*ASSIGNMENT:* Beginning with the first line of the data below, set down each line exactly through the line that contains "- In a similar".
[WORKING DATA]
PR #204, opened 2022-11-26
Adds tea.yml support. closes #201

### LINKED ISSUE #201: Allow a dedicated dependency file for magic (not package.json or readme)
First off, I'd like to say that I love the concept of this project and I really like the idea of a readme outlining (and defining) a projects dependencies. **but hear me out!**

I have put together a couple of reasons why I think restricting the dependencies to existing files/formats hurts the usage of this project more than it aids it. Particularly when working in a team. (I understand that motivating developers to use the readme is likely the main reason this isn't already a feature)

- By only allowing a magic environment to be defined in a file that is likely to already exist in a project makes tea harder to sell to colleagues/peers/other devs. Different people have different opinions on what a readme should/shouldn't contain, likewise for a package.json. By having a dedicated config in source control, devs can learn the advantages of tea at their own pace. Once they see how great it is, convincing them that maybe it's time to move this to the readme becomes an easier sell. 

- In a similar vein, not all teams are going to want to adopt this tool, if there were a dedicated config file one could add it to the .gitignore, use tea to their hearts desire without impacting the project or team directly and still reap most of the benefits of the tool. This currently doesn't seem possible in a nodejs project with an existing readme.

- While markdown is great, there are other great markup formats such as asciidoc that all have their pros and cons. Forcing a particular format goes against the beauty of having different tools to suit different needs. Especially if a project has an extensive readme already written up in a different format. Personally I love markdown, it's my preferred syntax but I think it's wrong to ignore where it falls short and why it may not always be the best fit for someone.

- *But you can also use package.json!* Sure but why? Package.json is a project specific file that exists to outline the metadata about a node.js project, why should this dictate the environmental config for what could be a project much larger than just the node component? Furthermore the mere existence of a package.json implies a lot about a project. It's out of place and potentially misleading to exist in a golang project for example. This leads on to my next point.

- By glancing at a directory we can typically make relatively safe assumptions. Eg. 'Ah so there's a package.json, a tsconfig.json and an .env file, it's very likely this is a node project, written in typescript with some environmental config'. This goes for all kinds of tooling and their respective configs. By having, lets say, a `teaxyz.json`, it's immediately obvious that there's some environmental config I can use to get up and running. This is almost as powerful as having the deps right there in the readme.

These criticisms are with the best of intentions, I truly believe this project could change the face of development. Apologies if they come across too harshly, I have a tendency to over explain things.

I'm definitely open to hearing why my outlined points are all wrong!

If this is something that the maintainers of the project would be willing to accept then I'll gladly do the work and submit a PR.

jakehl:
*closes #201*
### What
This PR adds support for a `tea.yml` and `.github/tea.yml` config file to drive magic functionality. The schema for the yml file copies that of the existing package.json support. 

Eg.
- tea.yml
```yml
version: 1.0.1
tea:
  dependencies:
    nodejs.org: 19
    go.dev: 1.19
```
- package.json
```json
{
  "version": "1.0.1",
  "dependencies": {
    "nodejs.org": 19,
    "go.dev": "1.19"
  }
}
```

### TODO:
- [x] Add tea.yml loader
- [x] Refactor json logic to support yaml and share schema
- [x] Move common requirements logic/types to `sr/common/` directory 
- [x] Investigate existing behavior whereby a package.json (and now a tea.yml) will prevent markdown scripts from running.
   - I would consider this out of the scope of this ticket. I'll create an issue.
   running `touch package.json` in the root of the cli repo will break commands such as `tea install-self`
- [x] Understand what the version in the config is for
   - It's the version of the project using tea, semver string. got it!
- [x] Remove junky console logs
- [ ] Update docs
- [ ] .github/tea.yml support
- [ ] UX - Do we want to let the user know which file has been loaded? 
- [ ] fix failing tests
- [ ] add new tests?

### DIFF
--- a/deno.jsonc
+++ b/deno.jsonc
@@ -1,0 +1,3 @@
+{
+  "importMap": "import-map.json"
+}
--- a/import-map.json
+++ b/import-map.json
@@ -6,6 +6,7 @@
     "hooks/": "./src/hooks/",
     "prefab": "./src/prefab/index.ts",
     "prefab/": "./src/prefab/",
+    "common/": "./src/common/",
     "deno/": "https://deno.land/std@0.156.0/",
     "semver": "./src/utils/semver.ts",
     "utils": "./src/utils/index.ts",
--- a/src/app.help.ts
+++ b/src/app.help.ts
@@ -14,6 +14,7 @@ export default async function help() {
   if (!verbose) {
     //        10|       20|       30|       40|       50|       60|       70| |     80|
     await print(undent`
+      // TODO JL REMOVE !!!!!! DEV MODE
       usage:
         tea [-xdX] [flags] [+package~x.y] [file|URL|target|cmd|interpreter] -- [arg…]
 
--- a/src/app.help.ts
+++ b/src/app.help.ts
@@ -14,7 +14,6 @@ export default async function help() {
   if (!verbose) {
     //        10|       20|       30|       40|       50|       60|       70| |     80|
     await print(undent`
-      // TODO JL REMOVE !!!!!! DEV MODE
       usage:
         tea [-xdX] [flags] [+package~x.y] [file|URL|target|cmd|interpreter] -- [arg…]
 
--- a/src/common/requirementsCandidate.ts
+++ b/src/common/requirementsCandidate.ts
@@ -1,0 +1,47 @@
+export const markdown_extensions = [
+  "md",
+  "mkd",
+  "mdwn",
+  "mdown",
+  "mdtxt",
+  "mdtext",
+  "markdown",
+  "text",
+  "md.txt",
+] as const;
+type MarkdownExtension = typeof markdown_extensions[number];
+
+const yaml_extensions = ["yml", "yaml"];
+type YamlExtension = typeof yaml_extensions[number];
+
+export type RequirementsCandidate =
+  | "package.json"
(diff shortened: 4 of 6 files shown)


jakehl:
Sounds good to me! I'm away for Xmas at the moment but I'll set time aside for this in a week or so.

mxcl:
`tea.yml` or `tea.yaml` support officially dropped in 0.23.

dudicoco:
@mxcl can you please elaborate why support for `tea.yaml` was dropped?
It's still in the docs: https://docs.tea.xyz/features/developer-environments#supported-files

How can we manage versions declaratively without it? Version files such as `.node-version` do not exist for all packages and even if they do tea doesn't support all of them.

jhheider:
I believe he means it "dropped", was released, rather than "was dropped", discarded. Indeed, `tea.yaml` is present and functional in [`teaxyz/pantry`](https://github.com/teaxyz/pantry/blob/main/tea.yaml).

mxcl:
Yes sorry to be confusing. I meant it went live. We will be keeping this feature forever!

dudicoco:
Thanks @jhheider @mxcl.

It seems that the `tea.yaml` parameters are not documented anywhere.

Also, is it possible to install all of the dependencies specified in the file like with `brew bundle`?

PR #207, opened 2022-11-28
Add runtime environment variables configuration

zegl:
Allow specifying env vars to be set at runtime in pantry configs.

Example:

```yaml
runtime:
  env:
    DENO_NO_UPDATE_CHECK: "true"
```

Updates #26

### DIFF
--- a/src/hooks/usePantry.ts
+++ b/src/hooks/usePantry.ts
@@ -31,6 +31,7 @@ export default function usePantry() {
     getProvides,
     getYAML,
     getInterpreter,
+    getRuntimeEnvironment,
     resolve,
     ls,
     prefix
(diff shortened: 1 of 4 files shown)


src/hooks/usePantry.ts
```diff
@@ -185,6 +186,11 @@ const getInterpreter = async (_extension: string): Promise<Interpreter | undefin
   return undefined
 }
 
+const getRuntimeEnvironment = async (pkg: {project: string}): Promise<Record<string, string>> => {
+  const yml = await entry(pkg).yml()
+  return yml["runtime"]?.["env"] ?? {}
```
mxcl, line 191: Should validate it's a `PlainObject`. I'll add in subsequent patch.

mxcl (approved):

mxcl:
Tests fail due to revlock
[/WORKING DATA]
*ANSWER FOR THE TASK:*
PR #204, opened 2022-11-26
Adds tea.yml support. closes #201

### LINKED ISSUE #201: Allow a dedicated dependency file for magic (not package.json or readme)
First off, I'd like to say that I love the concept of this project and I really like the idea of a readme outlining (and defining) a projects dependencies. **but hear me out!**

I have put together a couple of reasons why I think restricting the dependencies to existing files/formats hurts the usage of this project more than it aids it. Particularly when working in a team. (I understand that motivating developers to use the readme is likely the main reason this isn't already a feature)

- By only allowing a magic environment to be defined in a file that is likely to already exist in a project makes tea harder to sell to colleagues/peers/other devs. Different people have different opinions on what a readme should/shouldn't contain, likewise for a package.json. By having a dedicated config in source control, devs can learn the advantages of tea at their own pace. Once they see how great it is, convincing them that maybe it's time to move this to the readme becomes an easier sell. 

- In a similar vein, not all teams are going to want to adopt this tool, if there were a dedicated config file one could add it to the .gitignore, use tea to their hearts desire without impacting the project or team directly and still reap most of the benefits of the tool. This currently doesn't seem possible in a nodejs project with an existing readme.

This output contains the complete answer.